■ **What is required**: Starting with the line containing "which is better" and going on through the line containing "respond_to(self, req: &HttpRequest)", return the lines of the data below exactly, and only those.

*** Opening Listed entries ***

Issue #277, opened 2018-06-03
Responder for tuples


fafhrd91:
here is idea. we can use tuples for response generation, something like:

```rust
fn index(path: Path<..>) -> impl Responder {
    (StatusCode::OK, Json::new(model))
}
```

or 

```rust
fn index(path: Path<..>) -> impl Responder {
    (StatusCode::OK, (http::CONTENT_TYPE, "plain/json"), Json<MyStruct>)
}
```
order should not matter

```rust
fn index(path: Path<..>) -> impl Responder {
    ("Welcome!", StatusCode::OK, (http::CONTENT_TYPE, "plain/text"))
}
```

@mitsuhiko @DoumanAsh thoughts?

DoumanAsh:
One thing that bothers me is that it might be quite difficult to make all components of tuple generic.

What I can think as mandatory arguments are:
- Status code
- Body(or no body)

Everything else can be described as generic `HttpRequestPartBuilder` which would let's say have method that takes `&mut HttpRequest` and modifies it accordingly

The problem is that can we make all elements of tuple completely generic and therefore optional? 
e.g. can we omit things like `StatusCode`?
I actually don't want to allow it since it is clearly error prone as normally user would want to respond with proper code

joshleeb:
The first example could be useful, as it seems like that is a common style of response, but for the most part I agree with @DoumanAsh. 

Looking at the examples above I am also required to think a bit more to determine what each element of the tuple is. 

I do think this makes sense in a limited capacity, such as when defining multiple headers:

```rust
fn index(req: HttpRequest) -> HttpResponse {
    HttpResponse::Ok()
        .headers(vec![
             ("X-TEST", "value"),
             (http::header::CONTENT_TYPE, "application/json"),
        ])
        .finish()
}
```

Or for building common responses, such as a response with a JSON body and status code.

But for this header example, it's already pretty similar to what we can currently do:

```rust
fn index(req: HttpRequest) -> HttpResponse {
    HttpResponse::Ok()
        .header("X-TEST", "value")
        .header(http::header::CONTENT_TYPE, "application/json")
        .finish()
}
```

fafhrd91:
this method is just simple extension to what have already in form of Responder's, i.e. `Json<T>`
i see this as a simple form for returning `Json` with custom status code.

something like `Ok((StatusCode::CREATED, Json<MyStruct>))`

fafhrd91:
[...]

PR #954, opened 2019-07-04
Impl Responder for (T, StatusCode) where T: Responder

messense:
It's quite common to respond with custom status code, for example in Python Flask web framework you can do:

```python
@app.errorhandler(404)
def not_found(error):
    return render_template('error.html'), 404
```

http://flask.pocoo.org/docs/1.0/quickstart/#about-responses

Adding this impl would make life easier when you want to return different status code in different situation. For example, return `201` when a record is created, `200` when a record is updated, consider that you may also need to handle errors, so the  route function might be defined as:

```rust
fn upsert() -> Result<web::Json<T>, Error> {
}
```

without this impl you have to return `impl Responder` or `HttpResponse` type, returning `HttpResponse` type isn't very convenient and with `impl Responder` you might have to do something like this:

```rust
fn upsert() -> impl Responder {
    let res: Result<(T, StatusCode), Error> = {
        // do something, return different status code
    };
    res.map(|(x, s)| web::Json(x).with_status(s))
}
```

which is better but not as clear as returning `(T, StatusCode)`

Ref #277

### DIFF
--- a/CHANGES.md
+++ b/CHANGES.md
@@ -2,6 +2,10 @@
 
 ## [1.0.4] - TBD
 
+### Added
+
+* Add `Responder` impl for `(T, StatusCode) where T: Responder`
+
 ### Changed
 
 * Upgrade `rand` dependency version to 0.7
--- a/src/responder.rs
+++ b/src/responder.rs
@@ -137,6 +137,22 @@ impl Responder for () {
     }
 }
 
+impl<T> Responder for (T, StatusCode)
+where
+    T: Responder,
+{
+    type Error = T::Error;
+    type Future = CustomResponderFut<T>;
+
+    fn respond_to(self, req: &HttpRequest) -> Self::Future {
+        CustomResponderFut {
+            fut: self.0.respond_to(req).into_future(),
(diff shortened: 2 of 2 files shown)


fafhrd91:
You can use extra Responder methods https://docs.rs/actix-web/1.0.3/actix_web/trait.Responder.html#method.with_status

messense:
@fafhrd91 As I mentioned in the PR description, `with_status` works but it's not very ergonomic when dealing with `Result` type and different status code. Because it requires `impl Responder` as return type, it doesn't work nicely with `?` operator.

fafhrd91:
you can use .map()

fafhrd91:
`Ok(res?.with_status(400))` also works

messense:
Yeah, all that works but it usually requires adding type annotation to a local variable (`Result<T, E>`) which we tends to omit at first, then you get a `cannot infer type` compile error.

image

fafhrd91 (approved):

fafhrd91:
Would be also good to add text to the book

fafhrd91:
thanks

*** Closing Listed entries ***

■ **Answer area**:
which is better but not as clear as returning `(T, StatusCode)`

Ref #277

### DIFF
--- a/CHANGES.md
+++ b/CHANGES.md
@@ -2,6 +2,10 @@
 
 ## [1.0.4] - TBD
 
+### Added
+
+* Add `Responder` impl for `(T, StatusCode) where T: Responder`
+
 ### Changed
 
 * Upgrade `rand` dependency version to 0.7
--- a/src/responder.rs
+++ b/src/responder.rs
@@ -137,6 +137,22 @@ impl Responder for () {
     }
 }
 
+impl<T> Responder for (T, StatusCode)
+where
+    T: Responder,
+{
+    type Error = T::Error;
+    type Future = CustomResponderFut<T>;
+
+    fn respond_to(self, req: &HttpRequest) -> Self::Future {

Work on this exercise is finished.